Records contained in a dataset:
::::::

PR #243, opened 2020-12-16
Use GitHub actions for running tests

charn:
This PR migrates the project from Travis into GitHub actions.


akikoskinen (approved):
👍 Seems to do the job.

Was it tested that a red flag is somehow raised if tests don't pass?

charn:
I had some tests failing before I managed to configure GH Actions correctly. Indication for failing tests could be noticed on the PR page.

PR #247, opened 2021-01-07
OM-866 OM-867 | GDPR API uses API tokens when calling connected services

charn:
This PR exchanges the OIDC authorization code received, when GraphQL operations `downloadMyProfile` or `deleteMyProfile` are used, into API tokens related to the connected services of a given profile. These API tokens are used when the backend is doing GDPR related operation on behalf of the user on the connected services.

- Authorization code is exchanged into API tokens
- Correct API token is used for accessing GDPR API of a service


open_city_profile/oidc.py
```diff
@@ -18,3 +27,67 @@ def authenticate(self, request, **kwargs):
             return None
         user, auth = user_auth_tuple
         return user
+
+
+class TunnistamoTokenExchange:
```
akikoskinen, line 32: I'm wondering if this is something that `django-helusers` can/should handle 🤔 [There's already some code](https://github.com/City-of-Helsinki/django-helusers/blob/3f57e79630302401765f4d5a566ca4e8361877e2/helusers/pipeline.py#L111-L140) that does something related, although definitely not exactly the same. But should this functionality be offered by `django-helusers`? Is this something that could benefit multiple projects?

open_city_profile/tests/test_oidc_token_exchange.py
```diff
@@ -0,0 +1,31 @@
...
+
+
+def test_authorization_code_exchange_successful(mocker):
+    tte = TunnistamoTokenExchange()
+    token_response = {"scope": "token"}
+    response = MagicMock()
+    response.json.return_value = token_response
+    mocker.patch.object(TunnistamoTokenExchange, "get_oidc_config")
+    mocker.patch.object(OAuth2Session, "fetch_token")
+    mocker.patch.object(OAuth2Session, "get", return_value=response)
```
akikoskinen, line 18: If I read this correctly, it mocks out quite a lot. If all network requests are done with `requests` (the library), there's also another option to only mock out the requests, like e.g. in [these tests](https://github.com/City-of-Helsinki/open-city-profile/blob/develop/open_city_profile/tests/test_graphql_authentication.py#L40-L45).

akikoskinen (changes requested):
I only got through the first three commits so far. But here are some comments.

open_city_profile/oidc.py
```diff
@@ -18,3 +27,67 @@ def authenticate(self, request, **kwargs):
...
+        ):
+            raise ImproperlyConfigured("Required OAuth/OIDC configuration not set.")
+
+        if not settings.GDPR_AUTH_CALLBACK_URL:
+            raise ImproperlyConfigured(
+                "Required Helsinki profile configuration not set."
+            )
+
+    def fetch_api_tokens(self, authorization_code: str) -> dict:
+        """Exchanges the authorization code into a API tokens that can access open-city-profile API."""
```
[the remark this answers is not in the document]
charn: Ah it is. I moved this code youth-membership, so I probably just forgot to update the docstring.

open_city_profile/settings.py
```diff
@@ -322,3 +324,6 @@
 }
 
 GDPR_AUTH_CALLBACK_URL = env("GDPR_AUTH_CALLBACK_URL")
+SOCIAL_AUTH_TUNNISTAMO_KEY = env("OIDC_CLIENT_ID")
+SOCIAL_AUTH_TUNNISTAMO_SECRET = env("OIDC_CLIENT_SECRET")
+SOCIAL_AUTH_TUNNISTAMO_OIDC_ENDPOINT = env("TOKEN_AUTH_AUTHSERVER_URL")
```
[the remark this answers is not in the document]
akikoskinen: I realised that actually the `TUNNISTAMO` part does make sense because these are used in a context that is Tunnistamo specific: fetching api tokens from the `api-tokens` endpoint (which is a Tunnistamo specific implementation). But the `SOCIAL_AUTH` part still feels weird to me.

services/tests/test_models.py
```diff
@@ -55,41 +59,86 @@ def test_allowed_data_fields_get_correct_orders(allowed_data_field_factory):
...
-    assert response.json() == youth_profile_response
+    response = service_connection.download_gdpr_data(api_token="token")
+    assert response == youth_profile_response
 
 
-def test_download_gdpr_data_with_invalid_service(
-    requests_mock, service_factory, profile, service
-):
-    # setup models
+def test_download_gdpr_data_with_invalid_service(requests_mock, profile, service):
```
akikoskinen, line 77: This test name should state how the service is invalid. I can't tell that from the test body.

akikoskinen (changes requested):
Some more comments. Didn't get through this all just yet. Will continue tomorrow.

utils/tests/utils.py
```diff
@@ -0,0 +1,2 @@
+def assert_match_error_code(response, error_code):
+    assert response["errors"][0].get("extensions").get("code") == error_code
```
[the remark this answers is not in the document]
charn: Didn't notice a suitable file already existed, I'll move this.

akikoskinen:
I went through the whole PR now. No further comments.

open_city_profile/oidc.py
akikoskinen: This comment is just playing with an idea. We can merge the implementation in this PR and consider extracting some functionality into `django-helusers` some other time.

open_city_profile/tests/test_oidc_token_exchange.py
akikoskinen: Just realized that some tests use `requests-mock`, some use `responses`. The two libraries are probably solving the exact same problem and it could be possible to use only one of them. But no need to tackle that in this PR.

open_city_profile/settings.py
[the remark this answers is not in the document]
charn: I'll refactor the naming. The `SOCIAL_AUTH` part was there mainly for allowing someone to easily enable Tunnistamo based login into Django admin, but that is not really the intention of this PR so point of having suitable variable names for that in this PR at least.

open_city_profile/oidc.py
```diff
@@ -18,3 +27,81 @@ def authenticate(self, request, **kwargs):
...
+                token_url=oidc_conf["token_endpoint"],
+                code=authorization_code,
+                client_secret=self.client_secret,
+                include_client_id=True,
+                timeout=self.timeout,
+            )
+        except OAuth2Error as exc:
+            raise TokenExchangeError("Failed to obtain an access token.") from exc
+
+        api_tokens_url = urllib.parse.urljoin(self.oidc_endpoint, "/api-tokens")
```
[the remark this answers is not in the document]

::::::

**Activity**
Take every line above that includes the string "does" and return it.

**Solution for this exercise**
akikoskinen, line 32: I'm wondering if this is something that `django-helusers` can/should handle 🤔 [There's already some code](https://github.com/City-of-Helsinki/django-helusers/blob/3f57e79630302401765f4d5a566ca4e8361877e2/helusers/pipeline.py#L111-L140) that does something related, although definitely not exactly the same. But should this functionality be offered by `django-helusers`? Is this something that could benefit multiple projects?
akikoskinen: I realised that actually the `TUNNISTAMO` part does make sense because these are used in a context that is Tunnistamo specific: fetching api tokens from the `api-tokens` endpoint (which is a Tunnistamo specific implementation). But the `SOCIAL_AUTH` part still feels weird to me.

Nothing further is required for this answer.